Task goal -
Return, exactly and in full, the lines of the records below starting at the one with "PR #8224, opened 2020-12-07" and ending at the one with "Removing from build_sanity", and no other lines.
++++ Input for this task
PR #8194, opened 2020-11-24
setup_org_for_a_rh_repo fixed for OS repos

lhellebr:
This adds support for OS repos to be added as custom repos, without the need to upload manifest.


mirekdlugosz (approved):
Can you update docstring, so it mentions that this functions supports base RHEL repos as well?

Otherwise, ACK

jameerpathan111 (approved):
LGTM

jameerpathan111:
@mirekdlugosz Is there anything we need to do about reduced code coverage?

pondrejk (approved):

PR #8173, opened 2020-11-13
Test chost errata pagination

swadeley:
Hello

Closed loop test for:
[BZ#1662254 – Per page value does not work for Content Host Errata page on Satellite WebUI](https://bugzilla.redhat.com/show_bug.cgi?id=1662254)

[Bug 1846670 - Unable to apply all Errata via Remote Execution on Web UI with "Select All" ](https://bugzilla.redhat.com/show_bug.cgi?id=1846670)

This test depends on these PRs:
[ Replace yum3 repo #7 ](https://github.com/SatelliteQE/fedorapeople-repos/pull/7)
[ Add pagination support on CHost's errata tab #532 ](https://github.com/SatelliteQE/airgun/pull/532)
[ Add support to install all CHost's errata #535 ](https://github.com/SatelliteQE/airgun/pull/535)

Test to follow soon.

PR #8198, opened 2020-11-25
Downgrade wt.core due to regression with airgun

mshriver:
https://github.com/SatelliteQE/robottelo/pull/8173#issuecomment-731166431

https://github.com/SatelliteQE/airgun/issues/536

Once 536 has been resolved, upgrade to latest wt.core

### DIFF
--- a/requirements.txt
+++ b/requirements.txt
@@ -20,7 +20,7 @@ requests==2.25.0
 testimony==2.1.0
 unittest2==1.1.0
 wait-for==1.1.4
-widgetastic.core==0.61
+widgetastic.core==0.51
 widgetastic.patternfly==1.3.2
 wrapanapi==3.5.7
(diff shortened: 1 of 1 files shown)


jameerpathan111 (approved):
ACK

swadeley (approved):
ACK

mirekdlugosz:
As mentioned in https://github.com/SatelliteQE/robottelo/pull/8173#issuecomment-731166431 , one of the problems of older widgetastic is that it uses API that has been removed in Python 3.9. So with that change, we effectively force everyone to be on Python 3.8 (you can't use lower version, because broker needs at least 3.8; you can't use higher version, because widgetastic needs at most 3.8).

I trust our team members can handle this little inconvenience, but I would like to confirm that Jenkins will not explode.

PR #8211, opened 2020-11-30
Update to RHBA-2020:4367 for rhst7

swadeley:
Hello

  This change is for  Satellite 6.8 Satellite Tools Release

OLD https://access.redhat.com/errata/RHBA-2020:1455.html
NEW https://access.redhat.com/errata/RHBA-2020:4367.html


lhellebr (commented):
This is only valid for 6.8 Tools so at first, I thought this should go directly to 6.8z branch.
On the other hand though, 6.8 Tools are sometimes used even when testing 6.9 snaps since 6.9 Tools are not yet in CDN. Therefore, I think this is ok.
Thoughts?

swadeley:
> This is only valid for 6.8 Tools so at first, I thought this should go directly to 6.8z branch.
> On the other hand though, 6.8 Tools are sometimes used even when testing 6.9 snaps since 6.9 Tools are not yet in CDN. Therefore, I think this is ok.
> Thoughts?
@lhellebr Correct, we use tools repo from a GA release in some tests of a pre-beta snap where we just want a small RHEL repo from the CDN. For example, where you want a properly subscribed host.

Thank you

lhellebr (approved):

mirekdlugosz (approved):
> This is only valid for 6.8 Tools so at first, I thought this should go directly to 6.8z branch.
> On the other hand though, 6.8 Tools are sometimes used even when testing 6.9 snaps since 6.9 Tools are not yet in CDN. Therefore, I think this is ok.
> Thoughts?

As far as I remember, Tools repo is created near GA, so there is no 6.9 tools repo to use during 6.9 development. Your options are 6.8 tools repo and 6.7 tools repo (and all earlier releases tools repos), out of which 6.8 seems to be best match.

ACK

swadeley:
Thank you

PR #8217, opened 2020-12-03
[Rerun RP Pytest Plugin Improvement] Rerun Upgrade Tests

jyejare:
Until now/today, The Rerun RP plugin was helpful to rerun regular tier tests, but with this improvement, one can also rerun upgrade failed/skipped tests on an upgraded setup.

The usage is simple and just adds one more option `upgrades-rerun` to this plugin.

Usage:
```
# pytest tests/foreman/ --only-failed --upgrades-rerun
```

### DIFF
--- a/pytest_plugins/rerun_rp/rerun_rp.py
+++ b/pytest_plugins/rerun_rp/rerun_rp.py
@@ -83,25 +83,28 @@ def pytest_addoption(parser):
 
         Defect_types:
             Collect failed tests marked with defect types: {[*ReportPortal.defect_types.keys()]}
-        '''
+    '''
     parser.addoption("--only-failed", const='all', nargs='?', help=help_text)
     help_text = '''
         Collects only skipped tests in Report Portal to run only skipped tests.
 
         Usage: --only-skipped
-        '''
+    '''
     parser.addoption("--only-skipped", action='store_true', default=False, help=help_text)
     help_text = '''
-            Collects user tests from report portal.
+        Collects user tests from report portal.
 
-            Usage: --user [value]
+        Usage: --user [value]
 
-            Value: [ Report_portal_username ]
-
-            Defect_types:
-                Collect tests of specific user from Report Portal
-        '''
+        Value: [ Report_portal_username ]
+    '''
     parser.addoption("--user", nargs='?', help=help_text)
+    help_text = '''
+        Rerun Upgrade launch tests instead of Regular Tier launch from Report Portal,
+
+        Usage: --upgrades-rerun
+    '''
+    parser.addoption("--upgrades-rerun", action='store_true', default=False, help=help_text)
 
 
 @pytest.hookimpl(tryfirst=True)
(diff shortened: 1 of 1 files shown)


pytest_plugins/rerun_rp/rerun_rp.py
```diff
@@ -83,25 +83,28 @@ def pytest_addoption(parser):
...
-            Usage: --user [value]
+        Usage: --user [value]
 
-            Value: [ Report_portal_username ]
-
-            Defect_types:
-                Collect tests of specific user from Report Portal
-        '''
+        Value: [ Report_portal_username ]
+    '''
```
jyejare, line 100: This change is not related to the upgrade rerun improvement. This is just a nitpick. Just FYI to avoid the confusion.

pytest_plugins/rerun_rp/rerun_rp.py
```diff
@@ -83,25 +83,28 @@ def pytest_addoption(parser):
...
     parser.addoption("--user", nargs='?', help=help_text)
+    help_text = '''
+        Rerun Upgrade launch tests instead of Regular Tier launch from Report Portal,
+
+        Usage: --upgrade-rerun
```
jameerpathan111, line 105:
```suggestion
        Usage: --upgrades-rerun
```
typo?

pytest_plugins/rerun_rp/rerun_rp.py
```diff
@@ -83,25 +83,28 @@ def pytest_addoption(parser):
...
+    '''
+    parser.addoption("--upgrades-rerun", action='store_true', default=False, help=help_text)
```
devendra104, line 107: "upgrade-tests-rerun" is more appropriate than "upgrades-rerun"

jyejare: @devendra104 As pytest and rerun plugin is used for running tests and this plugin specially plays with test collection, so I think I need not to explicitly add `test` word there.

So I am good with whats it now.

jyejare:
@jameerpathan111 @devendra104 Can you merge this! I have addressed your comments !

devendra104 (approved):
ACK

jameerpathan111 (approved):
ACK

jyejare:
@SatelliteQE/airgun-tier-2-reviewers VERY VERY LONG pending PR. Please review :)

pytest_plugins/rerun_rp/rerun_rp.py
```diff
@@ -113,13 +116,20 @@ def pytest_collection_modifyitems(items, config):
...
         return
     rp = ReportPortal()
     version = settings.server.version
     sat_version = f'{version.base_version}.{version.epoch}'
     LOGGER.info(f'Fetching Report Portal launches for target Satellite version: {sat_version}')
-    launch = next(iter(rp.launches(sat_version=sat_version).values()))
+    launch = next(
+        iter(
+            rp.launches(
+                sat_version=sat_version, launch_type='upgrades' if upgrades_rerun else 'satellite6'
```
mshriver, line 129: This hardcoding (and use of) `'satellite6'` is something we need to move away from. The launch type should be pulled from report portal configuration, or directly passable.

mshriver (approved):

pytest_plugins/rerun_rp/rerun_rp.py
jyejare: @mshriver by configuration you mean from current robottelo.properties (future dynaconf) ...  that should be doable and need since we are moving to DynaConf.

jyejare: We have that already available in RP, but thats basically for Report Portal Module. For plugin I just wanted to make it easier by `--upgrades_rerun` option.

PR #8170, opened 2020-11-12
Fix test_api_endtoend, use deepdiff for comparison

mshriver:
Deepdiff was already installed as a sub-dependency, make it directly required
Use deepdiff to provide rich feedback in the test failure of what the difference is between the api path data structures

There appears to be a regression of https://github.com/Katello/katello-selinux/pull/24 that is causing candlepin_events service to fail to start. This causes the `EndToEndTestCase::test_positive_ping` testcase to fail on 6.9 snap 1

```
setup@localhost:~/repos/robottelo (fix-api-endtoend-test*%=) % pytest -v -m build_sanity tests/foreman/endtoend/test_api_endtoend.py
==================================================================================== test session starts =====================================================================================
platform linux -- Python 3.8.6, pytest-5.4.3, py-1.9.0, pluggy-0.13.1 -- /home/setup/repos/robottelo/.robottelo/bin/python3.8
cachedir: .pytest_cache
shared_function enabled - OFF - scope:  - storage: file
rootdir: /home/setup/repos/robottelo, inifile: pytest.ini
plugins: forked-1.3.0, services-1.3.1, xdist-1.34.0, cov-2.10.1, mock-3.3.1, ibutsu-1.1.1
collecting ... 2020-11-12 18:05:42 - conftest - DEBUG - Collected 7 test cases
collected 7 items / 1 deselected / 6 selected                                                                                                                                                

tests/foreman/endtoend/test_api_endtoend.py::AvailableURLsTestCase::test_positive_get_links PASSED                                                                                     [ 16%]
tests/foreman/endtoend/test_api_endtoend.py::AvailableURLsTestCase::test_positive_get_status_code PASSED                                                                               [ 33%]
tests/foreman/endtoend/test_api_endtoend.py::EndToEndTestCase::test_positive_find_admin_user PASSED                                                                                    [ 50%]
tests/foreman/endtoend/test_api_endtoend.py::EndToEndTestCase::test_positive_find_default_loc PASSED                                                                                   [ 66%]
tests/foreman/endtoend/test_api_endtoend.py::EndToEndTestCase::test_positive_find_default_org PASSED                                                                                   [ 83%]
tests/foreman/endtoend/test_api_endtoend.py::EndToEndTestCase::test_positive_ping FAILED                                                                                               [100%]

```

- bulk system_purpose: https://bugzilla.redhat.com/show_bug.cgi?id=1894159
- simple content access: https://bugzilla.redhat.com/show_bug.cgi?id=1890658
[...]

PR #8224, opened 2020-12-07
Remove AvailableURLsTestCase::test_positive_get_links from build_sanity

lpramuk:
We cannot to maintain the API URIs list prior new releases.
Removing from build_sanity (moving the mark from class to other test we want to include)

### DIFF
--- a/tests/foreman/endtoend/test_api_endtoend.py
+++ b/tests/foreman/endtoend/test_api_endtoend.py
@@ -895,7 +895,6 @@ API_PATHS = {
 }
 
 
-@pytest.mark.build_sanity
 class AvailableURLsTestCase(TestCase):
     """Tests for ``api/v2``."""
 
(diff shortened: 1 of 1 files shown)


mshriver:
I'm not sure I agree here, as the test should be straightforward to maintain.  If its not providing value when we get new snaps, when is the test providing value?

Given your comments in the description, I'd remove the test entirely, or keep it in build_sanity and rely on the test owner to upgrade the test when it fails because the API endpoints changed.

lpramuk:
This is going to fail whenever there is change in API.
Such fail has nothing to do with build sanity.

This test should be in regression testing, when you can check with Devs on the API changes,  expected? or not? ....

mshriver:
@lpramuk I could agree with that assessment of value in regression.

I fixed it for a short time with #8170, but the API continues to change with early release snaps.

mshriver (approved):

mirekdlugosz (approved):
LGTM

PR #8230, opened 2020-12-11
Do not delete as part of teardown

swadeley:
Unecessary deletions create load on Satellite
    Deleting org can cause race conditions

### DIFF
--- a/pytest_fixtures/api_fixtures.py
+++ b/pytest_fixtures/api_fixtures.py
@@ -518,8 +518,6 @@ def repo_setup():
     lce = entities.LifecycleEnvironment(organization=org).create()
     details = {'org': org, 'product': product, 'repo': repo, 'lce': lce}
     yield details
-    for property_name in ['lce', 'repo', 'product', 'org']:
-        details[property_name].delete()
 
 
 @pytest.fixture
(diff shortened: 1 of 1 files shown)


devendra104 (commented):
@swadeley One fixture is used by the customer upgrade scenarios and another is used by the "run_in_one_thread" marker test case, I don't think it will create any load or race condition.

swadeley:
> @swadeley One fixture is used by the customer upgrade scenarios and another is used by the "run_in_one_thread" marker test case, I don't think it will create any load or race condition.

@devendra104 If the teardown is essential to your test then it should be part of your test. Any fixture in this `pytest_fixtures/api_fixtures.py file could be used by anyone in their test in the future, and they have a right to expect it is safe to use.

devendra104:
> > @swadeley One fixture is used by the customer upgrade scenarios and another is used by the "run_in_one_thread" marker test case, I don't think it will create any load or race condition.
> 
> @devendra104 If the teardown is essential to your test then it should be part of your test. Any fixture in this `pytest_fixtures/api_fixtures.py file could be used by anyone in their test in the future, and they have a right to expect it is safe to use.

I think it can be used by anyone and it will not create any load or race condition, If it is mandatory to use teardown type of fixtures in the test file then I will definitely move this inside the test file or create separate fixtures file.

mshriver (approved):

devendra104 (approved):
ACK

mshriver:
CI pipeline failing due to ubuntu requirement not available, unrelated to change here.

swadeley:
Thank you

PR #8240, opened 2020-12-15
Update action.yml

JacobCallahan:
This change should resolve the current issues we're seeing with failed package downloads.


omkarkhatavkar (approved):
ACK

rplevka (approved):
ACK, ...`apt update` can't harm

PR #8246, opened 2020-12-21
[POC] Initial DynaConf YAMLs - The robottelo copy of Gitlab SateQE Jenkins

jyejare:
The initial DynaConf YAMLs to replace the `robottelo.properties` - robottelo and server sections.

### DIFF
--- a/conf/robottelo.yaml
+++ b/conf/robottelo.yaml
@@ -10,7 +10,7 @@ ROBOTTELO:
   # Directory for temporary files
   TMP_DIR: /var/tmp
   # Web Server to provide various test artifacts
-  ARTIFACTS_SERVER: replace-with-artifacts-server-hostname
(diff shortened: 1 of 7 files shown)


JacobCallahan:
I do still prefer commented out fields over ones that exist, but have a "replace-with-*" value

mshriver:
@jyejare I think it would be good to name these files `<name>.yaml.template`, so that its clear these are template files, and should be copied/updated before use.

jyejare:
@mshriver Yeah with `.template` extension, the Robottelo DockerFile in CI wont complain while copying conf local YAMLs to robottelo. :)

There is force copy though :)

jyejare:
@mshriver @JacobCallahan Closing this PR as I have merged this PR changes to #8300 as one place to hold the changes required for DynaConf !

PR #8247, opened 2020-12-21
Convert test_rhai_client.py to pytest

tpapaioa:
This PR converts `test_rhai_client` to pytest. Setup code for org and activation key creation and manifest upload has been moved to fixtures. The test class has been deleted, and the provisioned client VM now uses `DISTRO_DEFAULT` (currently equal to `DISTRO_RHEL7`) instead of `DISTRO_RHEL6`.

Because `insights-client --test-connection` currently fails due to the bug described in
++++++++
Answer to this task -
PR #8224, opened 2020-12-07
Remove AvailableURLsTestCase::test_positive_get_links from build_sanity

lpramuk:
We cannot to maintain the API URIs list prior new releases.
Removing from build_sanity (moving the mark from class to other test we want to include)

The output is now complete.